Provisional figures for 2008 indicate that incoming and outgoing trade between Tunisia and Malta stood at 13 million euros, representing a 100 per cent increase over both the import and export data for 2004 said Foreign Affairs Minister Tonio Borg yesterday.
He was speaking at the seminar ‘Doing Business with Tunisia’ at the Malta Chamber of Commerce, Enterprise and Industry.
While explaining that a number of Maltese companies had already been successfully involved with their Tunisian counterparts in various sectors including the leisure, hospitality, banking and textile industries, he described the visit to Malta by a Tunisian business delegation as “a step in the right direction”.
However, he added that commercial relations between the two countries were still below their potential and could be further developed despite having been expanded in recent years.
The setting up of joint ventures between Malta and Tunisia in fields including the agro food industry, logistics, tourism and cruise liner industry, education, financial services, maritime activities, aviation and aviation engineering, healthcare and pharmaceuticals, electronics and information technology, software industries and business consultancy would certainly be a win-win-win situation in which further cooperation could be fostered.
Areas such as infrastructural and other construction works, e-business, e-government and issues relating to customs modernisation and product standardization could also be dealt with in a joint manner.
Meanwhile though, the envisaged establishment of the Maltese-Tunisian Business Council on which talks to set up such a council took place earlier yesterday, was to help better exploit such opportunities.

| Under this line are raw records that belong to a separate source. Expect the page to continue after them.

PR #212, opened 2016-10-14
Making redirects follow (more closely anyway) the RFC, fixes #207

### LINKED ISSUE #207: Redirects and core/request
There is a `TODO` marked in the `core/request` code that indicates:

> This redirect code is not 100% correct according to the RFC; needs to handle redirect loops and restrict/modify certain redirects.

This needs to be addressed.

rorticus:
This should more closely follow an RFC.. I used this to find the requirements,

https://www.w3.org/Protocols/rfc2616/rfc2616.txt

In the places where the RFC is unclear, or where browsers (Chrome/Firefox) deliberately ignore the RFC, I tried to match them and call out in the code when that happens.

The RFC states that clients should "figure it out" when it comes to infinite redirect loops.  I wasn't sure if we wanted to get into that or not, so I'm just setting a (configurable) limit on the number of redirects we'll allow before we bail.

I also decided to include a `keepOriginalMethod` configuration to ignore the best practices and instead redirect how you _think_ it should redirect, i.e., `POST` requests redirect to `POST` requests.  I worked on an API once that had a very mean load balancer in front of it that would forward all my POST requests to another server with a 301 redirect. If the client I was working with didn't have a "keep original method" option, I would not have been able to interface with the API.

Anyways, let me know what you think!

### DIFF
--- a/src/request/node.ts
+++ b/src/request/node.ts
@@ -15,6 +15,8 @@ import { generateRequestUrl } from './util';
 // TODO: Where should the dojo version come from? It used to be kernel, but we don't have that.
 let version = '2.0.0-pre';
 
+const DEFAULT_REDIRECT_LIMIT = 15;
+
 interface Options {
 	agent?: any;
 	auth?: string;
@@ -62,6 +64,41 @@ export interface NodeRequestOptions<T> extends RequestOptions {
 	streamData?: boolean;
 	streamEncoding?: string;
 	streamTarget?: WritableStream<T>;
+	redirectOptions?: {
+		limit?: number;
+		count?: number;
+		keepOriginalMethod?: boolean;
+	};
+}
+
+function redirect<T>(resolve: (p?: any) => void, reject: (_?: Error) => void, url: string, options: NodeRequestOptions<T>): boolean {
+	if (!options.redirectOptions) {
+		options.redirectOptions = {};
+	}
+
+	const { limit: redirectLimit = DEFAULT_REDIRECT_LIMIT } = options.redirectOptions;
+	const { count: redirectCount = 0 } = options.redirectOptions;
+	const { followRedirects = true } = options;
+
+	if (!followRedirects) {
+		return false;
+	}
+
+	if (!url) {
+		reject(new Error('asked to redirect but no location header was found'));
+		return true;
+	}
+
+	if (redirectCount > redirectLimit) {
+		reject(new Error(`too many redirects, limit reached at ${redirectLimit}`));
+		return true;
+	}
+
+	options.redirectOptions.count = redirectCount + 1;
+
+	resolve(node(url, options));
+
+	return true;
 }
 
 export default function node<T>(url: string, options: NodeRequestOptions<T> = {}): ResponsePromise<T> {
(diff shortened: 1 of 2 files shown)


novemberborn:
> In the places where the RFC is unclear, or where browsers (Chrome/Firefox) deliberately ignore the RFC, I tried to match them and call out in the code when that happens.

RFC 2616 has been obsoleted in favor of https://tools.ietf.org/html/rfc7230. Not sure if anything is more clear in the newer spec though.

rorticus:
> RFC 2616 has been obsoleted

Thanks, I'll check it out and see if anything is different. I'm not sure whats up with the CI stuff, I'm pretty sure all the tests pass locally, but I'll take a look at that too.

kitsonk:
I wonder if there was a regression/change in NodeJS v6.8.0 (which is what Travis is using).

rorticus:
> RFC 2616 has been obsoleted

OK so RFC 7230 is remarkably silent on redirects (redirects are only mentioned in passing, when referring to how they affect the actual http protocol).

rorticus:
> I wonder if there was a regression/change in NodeJS v6.8.0 (which is what Travis is using).

I don't know.. I just ran the tests locally with node 6.8.1 and they all passed.

kitsonk:
I restarted the build on Travis to see if was just in Travis mind... ;-)

src/request/node.ts
```diff
@@ -62,6 +64,41 @@ export interface NodeRequestOptions<T> extends RequestOptions {
...
+	};
+}
+
+function redirect<T>(resolve: (p?: any) => void, reject: (_?: Error) => void, url: string, options: NodeRequestOptions<T>): boolean {
+	if (!options.redirectOptions) {
+		options.redirectOptions = {};
+	}
+
+	const redirectLimit = options.redirectOptions.limit || defaultRedirectLimit,
+		{ count: redirectCount = 0 } = options.redirectOptions,
```
kitsonk: [Style Guide, Variables Item 3](https://github.com/dojo/meta/blob/master/STYLE.md#variables) indicates that every variable should be declared on its own line with it own variable keyword, instead of using a list.

src/request/node.ts
```diff
@@ -62,6 +64,41 @@ export interface NodeRequestOptions<T> extends RequestOptions {
...
+		keepOriginalMethod?: boolean;
+	};
+}
+
+function redirect<T>(resolve: (p?: any) => void, reject: (_?: Error) => void, url: string, options: NodeRequestOptions<T>): boolean {
+	if (!options.redirectOptions) {
+		options.redirectOptions = {};
+	}
+
+	const redirectLimit = options.redirectOptions.limit || defaultRedirectLimit,
```
kitsonk: You could destructure this with a default value like the next line.

src/request/node.ts
```diff
@@ -62,6 +64,41 @@ export interface NodeRequestOptions<T> extends RequestOptions {
...
+		{ count: redirectCount = 0 } = options.redirectOptions,
+		{ followRedirects = true } = options;
+
+	if (!followRedirects) {
```
kitsonk, line 83: You could short circuit this function far earlier by moving this block further up, right after you pluck the `followRedirects` from the `options`.

tests/unit/request/node.ts
```diff
@@ -1,23 +1,193 @@
...
+			let error: any = null;
+
+			return nodeRequest(getRequestUrl(details.url), {
+				responseType: 'json',
+				method: method,
+				followRedirects: followRedirects,
+				redirectOptions: {
+					keepOriginalMethod
+				}
+			}).then((response) => {
```
kitsonk: We need to be more explicit about this in the style guide, but chains like this should linebreak before the next method... So:

```
})
.then((response) => {
```

kitsonk (changes requested):
A few thoughts/comments.

src/request/node.ts
rorticus: I don't understand... isn't this already the first thing that happens after we extract `followRedirects`?

src/request/node.ts
rorticus: Good catch! done.

src/request/node.ts
rorticus: Thanks for pointing that out. I think the last couple of projects I worked on had the _opposite_ rule :)

tests/unit/request/node.ts
rorticus: Fixed 👍

src/request/node.ts
```diff
@@ -15,6 +15,8 @@ import { generateRequestUrl } from './util';
 // TODO: Where should the dojo version come from? It used to be kernel, but we don't have that.
 let version = '2.0.0-pre';
 
+const defaultRedirectLimit = 15;
```
kitsonk: We should UPPER_CASE `const` values that we use as _constants_ like this.  So `DEFAULT_REDIRECT_LIMIT`

src/request/node.ts
```diff
@@ -144,17 +181,93 @@ export default function node<T>(url: string, options: NodeRequestOptions<T> = {}
...
-				response.statusCode < 400 &&
-				response.statusCode !== 304 &&
-				options.followRedirects !== false &&
-				nativeResponse.headers.location
+				response.statusCode < 400
 			) {
-				resolve(node(nativeResponse.headers.location, options));
-				return;
+				const redirectOptions = options.redirectOptions || {};
+				let newOptions = Object.create(options);
```
kitsonk: I can't see where `newOptions` gets reassigned.  If it doesn't, it should be a `const`.

kitsonk (commented):
Couple more comments

src/request/node.ts
rorticus: Updated!

src/request/node.ts
rorticus: Updated!

kitsonk (approved):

Tunisia was the first Euromed country to fully implement the first Euro-Mediterranean Association Agreement which came into effect in January 2008. The further liberalisation of tariff dismantling in the area of processed agricultural products, and the on-going negotiations on the liberalisation of trade in services was described by Dr Borg as positive steps. However, the preferential access to the enlarged EU market through the Euromed Association Agreements alone, could not guarantee larger inflows of foreign investment in the Mediterranean nor would it automatically render the region more competitive, Dr Borg said.
Malta, because of its geographical position, political history and culture always had a direct interest in the Mediterranean region. Collobarotion was further enhanced by Malta’s accession of the EU as Malta’s dual characteristics of being European and Mediterranean gave it a unique position to act as a promoter to further links between the EU and the Mediterranean countries and to bridge the north/south divide.
Prior to the seminar, Dr Borg opened the 7th session of
the Maltese-Tunisian Mixed Commission, a mechanism in which issues of bilateral importance are discussed.
Dr Borg explained that Malta initiated the process of the EU-League of Arab States dialogue which led to the EU-Arab League Ministerial Meeting held in Malta in February 2008. It was natural, he added, that the EU should strive to intensify its dialogue with the Arab world. In line with this strong sense of political commitment and direction, he explained how Malta was to host an EU-LAS Liaison Office, which was to contribute for the promotion of a higher level of the much needed inter-regional political dialogue and understanding.